Start of EXTRACTED DATA

PR #10567, opened 2024-09-06
[client,common] extended parser

akallabeth:
add client common command line parser with custom command line arguments

### DIFF
--- a/include/freerdp/utils/gfx.h
+++ b/include/freerdp/utils/gfx.h
@@ -30,6 +30,8 @@ extern "C"
 {
 #endif
 
+	FREERDP_API const char* rdpgfx_caps_version_str(UINT32 capsVersion);
+
 	FREERDP_API const char* rdpgfx_get_cmd_id_string(UINT16 cmdId);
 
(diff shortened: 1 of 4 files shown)


include/freerdp/utils/gfx.h
```diff
@@ -30,6 +30,8 @@ extern "C"
 {
 #endif
 
+	FREERDP_API const char* rdpgfx_caps_version_str(UINT32 capsVersion);
```
hardening, line 33: Perhaps you could add a javadoc that would contain a "since version 3.X" as it's a public API (I should do the same in my RCG PR BTW)

hardening (approved):

include/freerdp/utils/gfx.h
akallabeth: hmm, true, we should add some doxygen stuff.

akallabeth: https://github.com/FreeRDP/FreeRDP/issues/10568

End of EXTRACTED DATA

TASK OBJECTIVE.
Every line above that carries the string "client" should be copied.

RESPONSE TO THE EXERCISE.
[client,common] extended parser
add client common command line parser with custom command line arguments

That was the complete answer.